Schadenfreude of the Times
This article is from the archive of The New York Sun before the launch of its new website in 2022. The Sun has neither altered nor updated such articles but will seek to correct any errors, mis-categorizations or other problems introduced during transfer.

It’s easy to see why the Daily News is throwing everything it’s got into the story of the scandal at Page Six of the New York Post. But what are New Yorkers to make of the New York Times? The Gray Lady fronted the topic for two days running and twice devoted a full broadsheet page of coverage inside the paper to the drama between billionaire Ronald Burkle and reporter Jared Paul Stern. By our count, at least 13 individual reporters have been named as contributing to the Times’s coverage. By yesterday the Times had run more than 10,000 words about Page Six. Over the same period, so far as we can tell, the Times ran just two sentences about the genocide in Darfur, a passing reference in the Times’s own gossip column. The Times ran but 4,000 words on the Israel election in a four-day period during which the vote took place. The German election last fall rated similar coverage, about 4,000 words over four days. While the Times had 13 reporters chasing a two-day-a-week freelancer for the Post it missed the news reported in yesterday’s New York Sun by our Josh Gerstein that a California judge had dismissed Senator Clinton from a lawsuit that had been brought against President Clinton relating to campaign fundraising improprieties. The Times has yet to acknowledge the scandal over the anti-Israel paper coauthored by the academic dean of Harvard’s Kennedy School of Government.

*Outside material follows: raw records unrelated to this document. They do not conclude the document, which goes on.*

PR #206, opened 2020-12-03
feat(cas): Enforce depth limit to anchor merkle tree

stbrody:


src/services/anchor-service.ts
```diff
@@ -190,7 +190,19 @@ export default class AnchorService {
...
-      const merkleTree = new MerkleTree<Candidate>(this.ipfsMerge, this.ipfsCompare);
+      if (config.merkleDepthLimit) {
+        const nodeLimit = Math.pow(2, config.merkleDepthLimit)
+        if (candidates.length > nodeLimit) {
+          logger.Warn('Found ' + candidates.length + ' valid candidates to anchor, but our '
+            + 'configured merkle tree depth limit of ' + config.merkleDepthLimit
+            + ' only permits ' + nodeLimit + ' nodes in a single merkle tree anchor proof. '
+            + 'Anchoring the first ' + nodeLimit + ' candidates and leaving the rest for a future anchor batch');
+          candidates = candidates.slice(0, nodeLimit)
+          // TODO: Should we trigger our next anchor faster than the normal interval when there
```
stbrody, line 201: This change takes the approach of just leaving extra requests around to be picked up by the next time we perform an anchor, but doesn't change our anchor schedule in any way.  We may want to consider triggering anchors more frequently if we keep having more requests than fit into a single tree, but I left that as a future improvement for now

config/default.json
```diff
@@ -4,6 +4,7 @@
   "anchorControllerEnabled": false,
   "cronExpression": "0 0 */1 * * *",
   "expirationPeriod": 5400000,
+  "merkleDepthLimit": 10,
```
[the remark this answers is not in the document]
oed: If we anchor once every hour our system would have 0.28 tps with this config :P

src/services/anchor-service.ts
oed: Yeah, I think that is likely the right approach. Anchor as soon as it gets full. We obviously have to watch out for spam though.

stbrody: Sorry, I can't tell if you're agreeing with the way I did it, or the way I describe we could do it :stuck_out_tongue: Do you want me to add a change to anchor early if the number of pending requests gets too large?

config/default.json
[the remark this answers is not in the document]
stbrody: I thought that the values in default.json didn't actually matter and were just used to autogenerate the types in Config.d.ts?  The github story said not to determine what the value should be, so my goal was to leave the default as 'unlimited', which is why I didn't make any change to to the example `.env` files or put a default in the code.  If the values from this file do get used as default values for the config, how do I tell `node-config-ts` to generate a config type with `merkleDepthLimit` as a number, but leave it undefined by default?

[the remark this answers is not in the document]
oed: Ok, that sounds good. I thought this file was setting the default. Probably makes sense to have a default, but we don't need to set it now.

src/services/anchor-service.ts
oed: Sorry, I think I was replying to the code comment directly. I do think triggering the anchor as soon as it get's full makes sense. Is that a large change+

config/default.json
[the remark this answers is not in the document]
stbrody: So I was wrong, it is indeed setting the default.  I couldn't figure out how to make the default be 'undefined' while still assigning the field the type 'number', so I made the default be '0' and interpret zero to mean no limit

src/services/anchor-service.ts
stbrody: It's probably fine if we don't do anything to change the periodic anchor schedule.  If we want to push the periodic anchor back if we did a proactive anchor early, then the change is larger.

stbrody: I take it back, it's not too hard to push back the scheduled anchor too.  Will have a new patch up that does that later today

stbrody: Okay, new version up

stbrody:
ping @oed

config/default.json
```diff
@@ -4,6 +4,7 @@
   "anchorControllerEnabled": false,
   "cronExpression": "0/5 * * * ? *",
   "expirationPeriod": 5400000,
+  "merkleDepthLimit": 0,
```
oed, line 7: I assume we will change this to a reasonable default once we figure out what a reasonable default would be.

oed (approved):
lgtm

PR #5125, opened 2025-08-18
[fix] revision of utils.HTMLTextExtractor

return42:
## What does this PR do?

Analyze an issue reported in CI only (can't be reproduced on local systems)

## Related issues

- https://github.com/searxng/searxng/pull/5073#issuecomment-3196282632

### DIFF
--- a/searx/utils.py
+++ b/searx/utils.py
@@ -74,11 +74,7 @@ def gen_useragent(os_string: Optional[str] = None) -> str:
     return USER_AGENTS['ua'].format(os=os_string or choice(USER_AGENTS['os']), version=choice(USER_AGENTS['versions']))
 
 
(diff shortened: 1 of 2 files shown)


searx/utils.py
```diff
@@ -149,23 +146,28 @@ def html_to_text(html_str: str) -> str:
         >>> html_to_text('<style>.span { color: red; }</style><span>Example</span>')
         'Example'
 
-        >>> html_to_text(r'regexp: (?<![a-zA-Z]')
+        >>> html_to_text(r'regexp: (?&lt;![a-zA-Z]')
```
return42, line 149: I had to modify the test .. versions of the python interpreter implement a different handling for an `<` which opens a tag markup but did not close it, before the string ends.

PR #5129, opened 2025-08-19
[fix] move initial "JS is enabled?" (no-js) to client side

return42:
To avoid an `unsafe-inline` in the CSP header, the JS code must be moved to the
client side [1].

The `<script>` tag at the end of the HTML originates from the old implementation
of the JS client. Since PR-5073 [2] was merged, the `type` is now `module`, and
the tag must be moved to the beginning of the HTML.

> We need to inline this "JS is enabled?" thing to prevent layout shifts and
> temporary "no JS enabled" visuals as ESM scripts loads and evals everything
> deferred from initial DOM render [3]

That's true in theory, but in practice, this effect is unnoticeable because it's
masked by another effect (which we can't avoid): If we load the page with a
severely throttled connection, the HTML (result list) takes a long time to
load. Then the CSS is loaded, which also takes longer. Until the CSS has loaded,
there's no layout. A layout shift is therefore largely determined by the loading
of the HTML and CSS itself.

The running times of the ESM script can be neglected compared to the loading
times of HTML & CSS.

[1] https://github.com/searxng/searxng-docker/pull/424#issuecomment-3199494256
[2] https://github.com/searxng/searxng/pull/5073
[3] https://github.com/searxng/searxng-docker/pull/424#issuecomment-3199622504


client/simple/src/js/core/nojs.ts
```diff
@@ -0,0 +1,9 @@
+// SPDX-License-Identifier: AGPL-3.0-or-later
+
+import { ready } from "./toolkit.ts";
+
+ready(() => {
+  const htmlElement = <HTMLHtmlElement>document.getElementsByTagName("html").item(0);
+  htmlElement.classList.remove("no-js");
+  htmlElement.classList.add("js");
```
inetol: Why not `document.documentElement` and we avoid a query?

```diff
-  const htmlElement = <HTMLHtmlElement>document.getElementsByTagName("html").item(0);
-  htmlElement.classList.remove("no-js");
-  htmlElement.classList.add("js");
+  document.documentElement.classList.remove("no-js");
+  document.documentElement.classList.add("js");
```

The root element will be always be `html` in HTML, so we can directly use [documentElement](https://developer.mozilla.org/en-US/docs/Web/API/Document/documentElement)

Bnyro (approved):

client/simple/src/js/core/nojs.ts
return42: > The root element will be always be `html` in HTML,

Ah .. thanks for pointing out .. [fixed it](https://github.com/searxng/searxng/compare/ca5c7a5b6c9fb244c067112463fe82188811357d..d5390a0b2be5e85ede9f4b567c90598645f97a75)

PR #5131, opened 2025-08-19
[mod] typification of SearXNG: add new result type Code

return42:
This patch adds a new result type: Code

- Python class:   searx/result_types/code.py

So how to explain the Times’s obsession with the Post? Are the machinations of the New York Post’s gossip column twice as important as the Israeli or German election? Is it schadenfreude, or payback for the Post’s coverage of the Times’s own recent troubles? Or does it reflect recognition that the Post, which has been sprouting such high-end retail advertising as Coach and Macy’s, has been gaining on the Times in the only Class A newspaper war in the country. This newspaper war is not only a tabloid war between the Daily News and the New York Post, but a war among at least four dailies for Manhattan, where the Post has a circulation that exceeds that of the Times and where there is a competition under way for readers and advertisers and for standing in the policy and political debates that animate the city. More and more of those readers and advertisers are heading for newspapers that want to lower their taxes, not increase them, as the Times does, and to newspapers that want to win the war against the terrorists, rather than describe the threats themselves as products of President Bush’s imagination, as the Times does. We’re enjoying being in this newspaper war ourselves, even if in a modest way. The fact that the Gray Lady has become obsessed with the Post is a sign that things are changing faster in this town than was predicted not so long ago.